We’re only a week in and the process has already been hard. My offer on Property #2 is not strong against their other current offers (yesterday afternoon there were three in addition to my own) and won’t hold. Today the open house will certainly bring more, and I’m not taking it that well. Mind you I don’t love this property. In similar fashion to my Milford Street Condo, it’s not what I lie awake at night dreaming about. This reality can sometimes be hard for people to appreciate. Many cannot conceive of a reason I would buy a property I don’t even like. They know of the Quest, and yet it still seems foreign to them, and some even become angry about it. As my dear friend Stephanie says – “it’s not my forever place, but it will do for now”.

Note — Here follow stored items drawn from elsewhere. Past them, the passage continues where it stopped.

PR #281, opened 2017-10-04
must give password to set db in cli

ailisp:
ISSUE: Currently we allow user to set up database in appliance console cli without given a password, which should be disallowed. This is part of BZ https://bugzilla.redhat.com/show_bug.cgi?id=1431815
Another part (disallow --internal without --dbdisk) is fixed in https://github.com/ManageIQ/manageiq-gems-pending/pull/277

BZ: https://bugzilla.redhat.com/show_bug.cgi?id=1431815#c2

\cc @yrudman @carbonin @gtanzillo 

@miq-bot add-label wip, bug

### DIFF
--- a/lib/gems/pending/appliance_console/cli.rb
+++ b/lib/gems/pending/appliance_console/cli.rb
@@ -182,11 +182,16 @@ module ApplianceConsole
 
     def set_db
       raise "No encryption key (v2_key) present" unless key_configuration.key_exist?
+      raise "Must provide a password to set database" unless password?
       if local?
         set_internal_db
       else
         set_external_db
       end
+    end
+
+    def password?
+      options[:password] && !options[:password].strip.empty?
     end
 
     def set_internal_db
--- a/lib/gems/pending/appliance_console/cli.rb
+++ b/lib/gems/pending/appliance_console/cli.rb
@@ -182,7 +182,7 @@ module ApplianceConsole
 
     def set_db
       raise "No encryption key (v2_key) present" unless key_configuration.key_exist?
-      raise "Must provide a password to set database" unless password?
+      raise "A password is required to configure a database" unless password?
       if local?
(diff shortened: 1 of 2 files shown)


ailisp:
@miq-bot remove-label wip

lib/gems/pending/appliance_console/cli.rb
```diff
@@ -182,13 +182,18 @@ def run
 
     def set_db
       raise "No encryption key (v2_key) present" unless key_configuration.key_exist?
+      raise "Must provide a password to set database" unless password?
```
carbonin: I think we can improve this sentence a bit ...

Maybe "A password is required to configure a database"

yrudman: 👍

lib/gems/pending/appliance_console/cli.rb
```diff
@@ -182,13 +182,18 @@ def run
...
         set_internal_db
       else
         set_external_db
       end
     end
 
+    def password?
+      options[:password] && !options[:password].strip.empty?
+    end
+
```
yrudman: would below look more complicated or easer to read ? : 
`options[:password] ? !options[:password].strip.empty? : false`

carbonin: I think it's fine the way it is.

carbonin:
Looks good @ailisp. Just fix up the rubocop complaints and we should be good to go.

In this case you can either just add the spaces or (as the rest of this file seems to do), use `expect` with the `do ... end` block notation. I'm fine with either.

lib/gems/pending/appliance_console/cli.rb
ailisp: Thanks @yrudman and @carbonin . Now should be good.

PR #406, opened 2018-11-07
Use Gem::Package for tar pg restore unpacking via download streaming

NickLaMuro:
This requires https://github.com/ManageIQ/manageiq-gems-pending/pull/405 to be merged to function properly with files streams.

This change has a few benefits:

- It removes the dependency for an external gem, `minitar` (minor, but nice)
- It supports streaming files (important)

The first was simply a side affect, though one I admit I am happy with the result about, but unfortunately was a required change to allow me to do this without too much custom code.

`Archive::Tar::Minitar.unpack` does not support IO objects that don't use `rewind`, since it uses `Archive::Tar::Minitar::Input` under the hood:

- https://github.com/halostatue/minitar/blob/41c3ca65/lib/archive/tar/minitar.rb#L249
- https://github.com/halostatue/minitar/blob/41c3ca65/lib/archive/tar/minitar/input.rb#L6-L7

The main code that we wanted from the codebase, however, was the `extract_entry` method from `Input`:

- https://github.com/halostatue/minitar/blob/41c3ca65/lib/archive/tar/minitar/input.rb#L117

Which again, requires an `Input` model, and the check for if the `@io` is "seekable" is done on instantiation:

- https://github.com/halostatue/minitar/blob/41c3ca65/lib/archive/tar/minitar/input.rb#L76-L78

`Gem::Package.extract_tar_gz` method, however, only requires instantiating a instance with a "gem name", which doesn't even have to be a real gem, and then we have access to the method without worry, and can pass in our own `IO` object as we see fit.

That said, it isn't ideal, but the alternative would be re-writing one of these two methods:

- https://github.com/halostatue/minitar/blob/41c3ca65/lib/archive/tar/minitar/input.rb#L117-L194
- https://github.com/rubygems/rubygems/blob/master/lib/rubygems/package.rb#L381-L418

In which LJ probably wouldn't approve of all of the additions...

* * *

Of note, and a minor "fun fact":  The code for `minitar` is based on the same person's code, Mauricio Julio Fernández Pradier, as is found in `rubygems`:

- https://github.com/halostatue/minitar/blob/41c3ca65/README.rdoc#L37
- https://github.com/halostatue/minitar/blob/41c3ca65/Licence.md#L7
- https://github.com/rubygems/rubygems/blob/d43e4d01/lib/rubygems/package/tar_reader.rb#L4

### DIFF
--- a/lib/gems/pending/util/postgres_admin.rb
+++ b/lib/gems/pending/util/postgres_admin.rb
@@ -116,11 +116,17 @@ class PostgresAdmin
     pg_service.stop
     prep_data_directory
 
-    require 'zlib'
-    require 'archive/tar/minitar'
+    require 'rubygems/package'
 
-    tgz = Zlib::GzipReader.new(File.open(file, 'rb'))
-    Archive::Tar::Minitar.unpack(tgz, data_directory.to_s)
+    # Using a Gem::Package instance for the #extract_tar_gz method, so we don't
+    # have to re-write all of that logic.  Mostly making use of
+    # `Gem::Package::TarReader` + `Zlib::GzipReader` that is already part of
+    # rubygems/stdlib and integrated there.
+    unpacker = Gem::Package.new("obviously_not_a_gem")
+    File.open(file, IO::RDONLY | IO::NONBLOCK) do |backup_file|
+      unpacker.extract_tar_gz(backup_file, data_directory.to_s)
+    end
+
     FileUtils.chown_R(PostgresAdmin.user, PostgresAdmin.group, PostgresAdmin.data_directory)
 
     pg_service.start
--- a/manageiq-gems-pending.gemspec
+++ b/manageiq-gems-pending.gemspec
@@ -30,7 +30,6 @@ Gem::Specification.new do |s|
   s.add_runtime_dependency "fog-openstack",           "~> 0.3"
   s.add_runtime_dependency "linux_admin",             "~> 1.0"
   s.add_runtime_dependency "mime-types",              "~> 3.0"
-  s.add_runtime_dependency "minitar",                 "~> 0.6"
   s.add_runtime_dependency "more_core_extensions",    "~> 3.4"
   s.add_runtime_dependency "net-scp",                 "~> 1.2.1"
   s.add_runtime_dependency "net-sftp",                "~> 2.1.2"


NickLaMuro:
@carbonin I want to double check it works with my test suite, which has been quite a pain to get working, just to make sure there isn't other issues that need to be addressed.  I will report back when it is.

NickLaMuro:
@gmcculloug @carbonin So I had a thought today when thinking about merging this one:

First off, I probably should remove `minitar` from the gemspec:

https://github.com/ManageIQ/manageiq-gems-pending/blob/b3f99e12/manageiq-gems-pending.gemspec#L33

but I was unsure if this was something that would be used by some automate scripts, and should stay in for the time being.  From what I can tell, we aren't using it anywhere else:

https://github.com/search?l=Ruby&q=org%3AManageIQ+%22minitar%22&type=Code
https://github.com/search?l=Ruby&q=org%3AManageIQ+%22Archive%22&type=Code

But unsure either of you have heard of this being used in `automate` for any reason.

NickLaMuro:

NickLaMuro:
@carbonin I think I am good with this now.  I got things working with my test suite (still have to push the commits for that though...), and I feel pretty confident with this.

Let me know if [any of the above](https://github.com/ManageIQ/manageiq-gems-pending/pull/406#issuecomment-437530459) should be addressed however.

carbonin:
@NickLaMuro I think we should probably remove this from the spec.

I added it fairly recently when we moved to basebackup-based backups so I don't feel like anyone should be relying on it being present.

gmcculloug:
@NickLaMuro To answer the automate question, we do not guarantee that any gems used by the application will remain on the system.  The automate methods run in a [Bundler.with_clean_env](https://github.com/ManageIQ/manageiq-automation_engine/blob/master/lib/miq_automation_engine/engine/miq_ae_engine/miq_ae_method.rb#L140) block which gives them access to the gems, but they are not locked into the same gems or versions, they can supply their own as needed.

simaishi:
Hammer backport details:

```
$ git log -1
commit e60c60cbc03c4b5ab0ac8102c933f4f1a037159d
Date:   Mon Nov 12 15:13:07 2018 -0500

    Merge pull request #406 from NickLaMuro/use-gem-package-to-stream-unpacking-database-backups
    
    Use Gem::Package for tar pg restore unpacking via download streaming
    
    (cherry picked from commit e145282690d50a31b33ba1e4285eb18e15fb04a4)
```

PR #410, opened 2018-11-09
Fixes to swift storage

NickLaMuro:
Adds a few fixes to the `MiqSwiftStorage`:

* Adds missing commit that was meant to be a part of #400 (eb533f49)
  - `#download_single` expected `#with_standard_swift_error_handling` to be there, and bombs without it
* Adds fix for `@container_name` regexp (242bf6ff)
  - Without this, this would cause all `MiqSwiftStorage` instances that weren't instantiated with a multi-level nested URI (so a URI with a path of something like `/path/file.rb` instead of `/path`) to break, since they would not properly remove the leading slash based on the regexp (previous version expected a trailing slash to some degree in `path`, so `/path/other/things` or `/path/`).
  - The capture group in the regexp, `([^\/]+)` already greedily grabs all of the non-slash characters it can, so there is no need to have this extra slash check following it, since we would delete it anyway.

Links
-----

* Previous PRs
  - Previous fixes to `MiqSwiftStorage`: https://github.com/ManageIQ/manageiq-gems-pending/pull/398
  - Adding `MiqSwiftStorage#download_single`: https://github.com/ManageIQ/manageiq-gems-pending/pull/400

### DIFF
--- a/lib/gems/pending/util/object_storage/miq_swift_storage.rb
+++ b/lib/gems/pending/util/object_storage/miq_swift_storage.rb
@@ -43,7 +43,8 @@ class MiqSwiftStorage < MiqObjectStorage
     # write dump file to swift
     #
     logger.debug("Writing [#{source_input}] to => Bucket [#{container_name}] using object file name [#{object_file}]")
-    begin
+
+    with_standard_swift_error_handling("uploading") do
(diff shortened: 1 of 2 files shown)


NickLaMuro:
@miq-bot assign @carbonin

PR #417, opened 2019-01-08
Remove miq-password and use ManageIQ::Password instead

carbonin:
This allows us to keep all the code in one place while not
also having to change all of the existing gems relying on
"require 'util/miq-password'" to still work.


carbonin:
Leaving this as WIP right now until we resolve https://github.com/ManageIQ/manageiq-password/pull/4 vs https://github.com/ManageIQ/manageiq-password/issues/7

Right now, the released version of manageiq-password uses `PasswordError`, but the master branch uses `MiqPasswordError`, but there is an issue open to continue using `PasswordError`

Using `PasswordError` would be a breaking change for all of the users of this gem and would require a bunch of PRs to those places before we merge this.

cc @agrare @Fryguy @bdunne

spec/support/custom_matchers/be_encrypted.rb
```diff
@@ -1,3 +1,4 @@
+
```
Fryguy: Bonus line?

carbonin:
Tested this branch in manageiq:

```ruby
11:12:32:~/Source/manageiq (master *)$ bin/rails c
** Using session_store: ActionDispatch::Session::MemCacheStore
** ManageIQ master, codename: Ivanchuk
MiqLoading development environment (Rails 5.0.7.1)
irb(main):001:0> MiqPassword
=> ManageIQ::Password
irb(main):002:0> MiqPassword::MiqPasswordError
=> ManageIQ::Password::PasswordError

```

simaishi:
Travis was failing for hammer branch due to manageiq-password gem change:

``` 
 1) MiqProvisionRequestTemplate exists after source template is deleted
     Failure/Error: val = MiqPassword.try_encrypt(val) unless val.blank?
     NoMethodError:
       undefined method `encrypt64' for nil:NilClass
```

As per discussion with @Fryguy (and approval from @dmetzger57), backported this PR to Hammer branch.

```
commit c36522d71ab4027a0949f4e27b3dfe65049c196c
Author: Brandon Dunne <brandondunne@hotmail.com>
Date:   Tue Jan 8 11:25:06 2019 -0500

    Merge pull request #417 from carbonin/remove_miq_password
    
    Remove miq-password and use ManageIQ::Password instead
    
    (cherry picked from commit fd6f30e82da5cd7d32ce87172529f9bdc28f8a13)
```

PR #419, opened 2019-01-25
[WIP] Extract Benchmark.realtime_store/block to more_core_extensions

Fryguy:
Depends on ManageIQ/more_core_extensions#65

@jrafanie @bdunne Please review


Fryguy:
This dependent PR was released in 3.7.0, but changed the way that exception logging occurs, so this PR is not valid

PR #422, opened 2019-02-19
Change pg_basebackup xlog-method option to wal-method

carbonin:
This option changed names in PG 10


carbonin:
@NickLaMuro I can't seem to get this spec to pass with PG 10. Can you take a look at the last commit and see if there's anything I missed updating?

carbonin:
Ah it seems they moved to systemd:
```
$ travis_setup_postgresql 10
Starting PostgreSQL v10
sudo systemctl start postgresql@10-main
```

May need some help working out what needs to change ...

NickLaMuro:
@carbonin let me know if you are done trying things.  I can dig around if you want and figure out what changed, but I don't want to step on your toes.

carbonin:
@NickLaMuro this seems to work. What do you think? I ended up just restoring directly to the `/var/ramfs/postgres/...` directory because I didn't see any copying behavior in my debugging session.

spec/ci_helper.rb
```diff
@@ -16,17 +16,14 @@ def self.start
 
     # Make sure directly in the postgresql.conf, the data_directory is set
     # (requirement for pg_wrapper I think...)
-    system("echo \"data_directory = '/var/ramfs/postgresql/9.5/main'\" >> #{PGCONFIGDIR}/postgresql.conf")
-
-    # Clear out the existing ramfs dir so it will be re-generated on boot
-    system("sudo rm -rf /var/ramfs/postgresql/9.5")
+    system("echo \"data_directory = '/var/ramfs/postgresql/10/main'\" >> #{PGCONFIGDIR}/postgresql.conf")
```
NickLaMuro: This is my fault, but I am wondering why I didn't use `PGDATADIR` here...

Want to change it and pretend that I did it correctly the first time?

carbonin: Well the first time around they weren't the same directory so definitely not your fault. I'll DRY it up.

NickLaMuro:
Cool, looks good!

I assume we are leaving the [WIP] for now as we get the rest of the PG10 stuff up to date, right?

* * *

Also, something I just thought of:  Does it make sense keeping a `9.5` dump around so that we can test the upgrade path of `9.5` to `10`?

carbonin:
> Also, something I just thought of: Does it make sense keeping a `9.5` dump around so that we can test the upgrade path of `9.5` to `10`?

Not unless we're going to implement an upgrade integration test in this repo, which to be clear, I don't think belongs here.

So why this property when my heart longs for another I saw on Waltham Street yesterday? Well it’s simple….Property #2 is the safe bet with it’s square foot price and certain return on investment. It won’t break my heart like Waltham will. All my longing and wishing for it to be just a tiny bit more accommodating, couldn’t the square foot price be a little more flexible to my needs, won’t change the reality that it will let me down? The kitchen requires renovation, the floors need refinishing, the windows need replacement or a brilliant carpenter to replace sills and make some necessary repairs to keep the water out. Funny how something you can absolutely adore can also be the bane of your existence. I’m still scared from my last water encounter and am proceeding with extreme caution. It doesn’t change the reality that I was up in the middle of the night again for three hours pining away for Waltham and asking myself how far I’ll go on my revised offer to get #2. I’m starting to resent it already for not being as cute, fun, and interesting as Waltham, and yet I know that when the going gets tough Waltham will leave me in the lurch. What to do?
I won’t give up on Property #2 yet. I’ll push that resentment down into my toes, put a smile on my face and offer, gulp – a lot more. I’ll worry all day long, waiting for the 8 pm decision and phone call, most certainly ruining my day in the process. I hate not being in control, but what can I do? Waiting patiently was never a strong point. Will you wait with me?